*Dataset records:*

PR #92, opened 2022-04-18
Replace boost::graph with graphlite

elalish:
Since we're only using boost::graph for a simple connected components algorithm anyway, let's simplify the dependency by taking a single-file library.


fire:
```
CMake Error at manifold/CMakeLists.txt:5 (add_library):
  CUDA_STANDARD is set to invalid value '17'
```

This is odd.

third_party/graphlite/src/connected_components.cpp
```diff
@@ -0,0 +1,42 @@
+#include <deque>
```
fire, line 1: Lacking a license header?

fire:
`manifold\src\impl.cu` is still using boost https://github.com/elalish/manifold/blob/graphlite/manifold/src/impl.cu#L19-L21

fire:
I'm having some trouble trying to get int Manifold::Impl::InitializeNewReference
 to work.

elalish:
Sorry, this is a WIP. Just letting you know I'm working on it. I need to deal with the C++17 build stuff first.

PR #94, opened 2022-04-20
updated cu internals to c++17

elalish:
This was blocking #92, so figured better to sort it out here on its own.


fire:
Looks green 👍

*What is required:*
Copy the records above, keeping each line identical.

*Reply:*
PR #92, opened 2022-04-18
Replace boost::graph with graphlite

elalish:
Since we're only using boost::graph for a simple connected components algorithm anyway, let's simplify the dependency by taking a single-file library.


fire:
```
CMake Error at manifold/CMakeLists.txt:5 (add_library):
  CUDA_STANDARD is set to invalid value '17'
```

This is odd.

third_party/graphlite/src/connected_components.cpp
```diff
@@ -0,0 +1,42 @@
+#include <deque>
```
fire, line 1: Lacking a license header?

fire:
`manifold\src\impl.cu` is still using boost https://github.com/elalish/manifold/blob/graphlite/manifold/src/impl.cu#L19-L21

fire:
I'm having some trouble trying to get int Manifold::Impl::InitializeNewReference
 to work.

elalish:
Sorry, this is a WIP. Just letting you know I'm working on it. I need to deal with the C++17 build stuff first.

PR #94, opened 2022-04-20
updated cu internals to c++17

elalish:
This was blocking #92, so figured better to sort it out here on its own.


fire:
Looks green 👍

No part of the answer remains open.